Lucas-Cava Vanesa, Sánchez-Margallo Francisco Miguel, García-Martínez Virginio, López-Sánchez Carmen, Báez-Díaz Claudia, Dávila-Gómez Luis, Lima-Rodríguez Juan Rafael, Sun Fei
Endoluminal Therapy and Diagnosis Unit, Jesús Usón Minimally Invasive Surgery Centre, Cáceres, Spain.
Scientific Director, Jesús Usón Minimally Invasive Surgery Centre, Cáceres, Spain.
Transl Androl Urol. 2021 Feb;10(2):869-878. doi: 10.21037/tau-20-1320.
The purpose was to assess the association between prostate infarction and prostate volume (PV) reduction after prostatic artery embolization (PAE) and define the best time point in detection of prostate infarction.

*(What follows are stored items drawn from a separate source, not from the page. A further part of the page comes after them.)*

PR #992, opened 2017-08-11
add shouldCloseOnSelect prop to allow the calendar to remain open on …

### LINKED ISSUE #989: Allow to click on the calendar without closing it
I want to use the DatePicker with range (startDate and endDate)

image

The user will click twice to select the start and end date. the problem is that each click will close the datePicker.

I found an ugly hack by using ref:

```
<ReactDatepicker
          ref={reactDatePicker => this.reactDatePicker = reactDatePicker}
          onChange={val => //if firstClick the set startDate and don't close calendar, else set endDate and close calendar
          customInput={this.renderInput()}
          onSelect={() => setTimeout(() => this.r.reactDatePicker.setOpen(true), 0)}
          startDate={startDate}
          endDate={endDate}
          onSelect={() => setTimeout(() => this.reactDatePicker.setOpen(true), 0)} ///hack!!!!
/>
```

I can track the clicks and to know if this is first click or a second one, but I cant find a good way to leave the calendar open.
Even this hack is just opening the calendar just after it gets closed.

Can I create a pr to add a new dynamic prop like **shouldCloseOnSelect** ?
This will be a boolean, and I will set it to true when it is second clidk, and to false when this is going to be the first click.

This prop will be used here, in order to prevent the calendar to automatically close:
https://github.com/Hacker0x01/react-datepicker/blob/master/src/datepicker.jsx#L225

lbelinsk:
This pr will close #989 

What have changed:
1. When selecting a day with mouse click or Enter press the datePicker will remain open if a shouldCloseOnSelect prop will be provided with a false value.

2. When ```shouldCloseOnSelect = false``` after selecting a day, the calendar will remain open and then the state.preselection value date will be updated to allow the expected UX behaviour.
For example.

### DIFF
--- a/docs-site/src/example_components.jsx
+++ b/docs-site/src/example_components.jsx
@@ -38,6 +38,7 @@ import Children from './examples/children'
 import Portal from './examples/portal'
 import InlinePortal from './examples/inline_portal'
 import RawChange from './examples/raw_change'
+import DontCloseOnSelect from './examples/dont_close_onSelect'
 
 import 'react-datepicker/dist/react-datepicker.css'
 import './style.scss'
@@ -190,6 +191,10 @@ export default class exampleComponents extends React.Component {
   {
     title: 'Get raw input value on change',
     component: <RawChange/>
+  },
+  {
+    title: 'Don\'t hide calendar on date selection',
+    component: <DontCloseOnSelect/>
   }]
 
   renderExamples = () =>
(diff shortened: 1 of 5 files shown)


martijnrusschen:
Awesome!

lbelinsk:
Thanks, that was quick!
Any estimation when a new version will be released?

martijnrusschen:
Can do it later today

PR #1022, opened 2017-09-12
Adding example for OpenByDefault

jakehasler:
When using react-datepicker, I had a tricky time finding how to make the picker open by default, so I thought it'd be helpful to create an example for it.

Thanks --


jakehasler:
@martijnrusschen Just updated with master, and it should be good to go 👍 Thanks!

PR #1026, opened 2017-09-18
feat(calendar): add prop hideHeader

### LINKED ISSUE #1008: Allow to hide the Calendar's title
@martijnrusschen  I want to hear whether it will be ok to add a new boolean prop, something like `displayCalendarTitle` that will hide the header (August 2017 in this example):

image

Because it is a bit redundant to display it when you have a year and month dropdowns.

This is an example for what I am aiming for:

image

image

I am not sure, but maybe the title frame should be configurable?

Let me know what do you think, I will prepare a pr if it will be ok with you.

Thanks...

justame:
Related Issue:
https://github.com/Hacker0x01/react-datepicker/issues/1008#event-1253104
138

Closes #1008


test/hide_header_test.js
```diff
@@ -0,0 +1,33 @@
...
+describe.only('Calendar', () => {
+  function getCalendar (extraProps) {
+    return mount(
+      <Calendar
+          dateFormat="MMMM YYYY"
+          onSelect={() => {}}
+          onClickOutside={() => {}}
+          hideCalendar={() => {}}
+          hideHeader
+          dropdownMode="scroll"
```
lbelinsk: why do we need that?

test/hide_header_test.js
```diff
@@ -0,0 +1,33 @@
...
+          {...extraProps}/>
+    )
+  }
+  it('should show header specified in hideHeader props', () => {
+    var calendar = getCalendar({
+      hideHeader: false
```
lbelinsk: I would add a test that checks that the header is visible by default, not only when you pass false. This is important because it will make sure we didn't change any behaviour by default

test/hide_header_test.js
```diff
@@ -0,0 +1,33 @@
+import React from 'react'
```
lbelinsk: I think that since it is not a component like "day", "week", "month", a new file might not be needed, just add a describe block in the datepicker test. up to you..

martijnrusschen:
Unsure why the coverage tool isn't picking up the tests, but a 50% coverage drop seems weird for this change.

justame:
@martijnrusschen The 50% drop is very weird, do you have any idea why does it happen?

martijnrusschen:
Not sure, but looks like the coverage tool is just a bit buggy. Happy to merge this if @lbelinsk approves it as well.

lbelinsk:
Actually after this discussion, we kind of agreed that the css solution might be better than our original idea.
We added it in our code:

image

https://github.com/wix/wix-style-react/commit/b5649904798f25ed5fbad363ee6d3ef868542159

Maybe this code snippet can be added here and the prop `hideHeader` can affect the css classes, instead of doing it in our code..

@justame @martijnrusschen wdyt?

martijnrusschen:
Sounds like plan!

lbelinsk:
Cool, we will take care of it next week, we have a holiday here until Sunday :)

martijnrusschen:
Awesome, thanks for the help!

Issue #1034, opened 2017-09-21
Custom format prop for showTimeSelect


actraiser:
Currently the format for the TimeSelect-feature is hard-coded to "hh:mm A" which is not popular in 24h-regions. It would be great if there was a timeFormat-Prop, e.g.

```
<DatePicker
   dateFormat="LLL"
   showTimeSelect
   timeFormat="HH:mm"
 />

```
-act

PR #1035, opened 2017-09-21
Added support for timeFormat prop #1034

ninio:
Also:
- Added a test case
- Updated the docs


namezero:
not available in version 0.55.0

GautierT:
Hello.
When this will be available ?
Thanks for this feature btw

thomax:
It seems `props.timeFormat` gets passed all the way down to `Time.jsx`, but internally, this component tries to read `props.format`, instead of `props.timeFormat`. Can submit a PR if you want?

Bug right here, unless I'm mistaken: https://github.com/Hacker0x01/react-datepicker/blob/master/src/time.jsx#L67

PR #2063, opened 2020-02-21
Dynamic aria labels fix

oscarcarlstrom:
Props for controlling aria-labels/aria-label prefixes were missing in the parent components


martijnrusschen:
Thanks, I'll try to get this released later today.

oscarcarlstrom:
@martijnrusschen That would be awesome, thank you!

PR #1541, opened 2018-11-15
Solution to issue #1337

CalebKAston:
Added a prop and logic for keeping the currently displayed months the same when working with a multi-month inline calendar.

See issue: [https://github.com/Hacker0x01/react-datepicker/issues/1337](https://github.com/Hacker0x01/react-datepicker/issues/1337).

This specifically applies to multi-month inline datepickers. Originally, when a date was selected in a month other than the first month, when the months were re-rendered, the calendar "jumped" to make the selected month the first month rendered. I added logic that keeps track of which rendered month the date was selected in and then the code uses that month to render the months in the same order they were prior to a date being selected. This stops the "jumping" that was happening.

This new functionality is the default behavior. Though, should someone desire that the jumping be maintained, everything I added can be negated by setting the new prop `inlineFocusSelectedMonth` to `true`.

I did do thorough QA with these changes throughout all of the examples and it appears that I was successful in only altering what I intended to alter.

Specific changes:
- Added a prop to toggle the new functionality (defaults to using the new functionality)
- Added internal logic to track which month the date was selected in when using an inline datepicker
- Used that additional information when rendering months to stop the "jumping" from happening

PR #2128, opened 2020-05-03
Replace `inlineFocusSelectedMonth` with `focusSelectedMonth`

dizel3d:
`focusSelectedMonth` works like `inlineFocusSelectedMonth`
but doesn't depend on `inline`, nor `monthsShown`.

It  solves https://github.com/Hacker0x01/react-datepicker/pull/1541#issuecomment-569304221


martijnrusschen:
This is a breaking change, will need to do a major release to get this merged in.

dizel3d:
> This is a breaking change, will need to do a major release to get this merged in.

Yes. When are you going to merge it in?
I able to save backward compatibility if it's needed.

Ten male beagles (3.5-6.4 years) with spontaneous benign prostatic hyperplasia (BPH) underwent PAE. Magnetic resonance image (MRI) was conducted immediately before and 1 week, 2 weeks and 1 month after PAE to document prostate infarcts and measure PV. The sum of infarct areas (SUMIA) was measured and calculated using OsiriX software. Spearman's rank correlation was used to estimate the relationship of PV reduction rate with infarction percentage and SUMIA reduction.
In comparison with baseline data, significant PV reduction (P<0.001) occurred at 2 weeks and continued to decrease substantially (P=0.004) from 2 weeks to 1 month after PAE. In the same fashion, significant decrease in both SUMIA and infarction percentage was observed from 1 to 2 weeks (P=0.002), and subsequently to 1 month (P=0.039 and P=0.016, respectively). Spearman's rank correlation test demonstrated infarction percentage at 1 week had a stronger correlation (r=0.880, P=0.001) with PV reduction rate at 1 month than infarction percentage at 2 weeks (r=0.733, P=0.016). PV reduction rate had a significant correlation with decrease in SUMIA (r=0.854, P=0.002) at 1 month after PAE.
One week after PAE is an ideal time point to evaluate prostate infarction. Prostate infarction percentage at 1 week is a good predictor for prostate shrinkage at 1 month after PAE.
目的是评估前列腺动脉栓塞术(PAE)后前列腺梗死与前列腺体积(PV)缩小之间的关联,并确定检测前列腺梗死的最佳时间点。
对10只患有自发性良性前列腺增生(BPH)的雄性比格犬(3.5 - 6.4岁)进行PAE。在PAE前以及PAE后1周、2周和1个月立即进行磁共振成像(MRI),以记录前列腺梗死情况并测量PV。使用OsiriX软件测量并计算梗死面积总和(SUMIA)。采用Spearman等级相关分析来评估PV缩小率与梗死百分比及SUMIA缩小之间的关系。
与基线数据相比,PAE后2周时PV显著缩小(P<0.001),且从2周持续至1个月时大幅下降(P = 0.004)。同样,SUMIA和梗死百分比在1至2周时显著下降(P = 0.002),随后至1个月时也显著下降(分别为P = 0.039和P = 0.016)。Spearman等级相关检验表明,1周时的梗死百分比与1个月时的PV缩小率之间的相关性(r = 0.880,P = 0.001)比2周时的梗死百分比(r = 0.733,P = 0.016)更强。PAE后1个月时,PV缩小率与SUMIA的下降显著相关(r = 0.854,P = 0.002)。
PAE后1周是评估前列腺梗死的理想时间点。1周时的前列腺梗死百分比是PAE后1个月前列腺缩小的良好预测指标。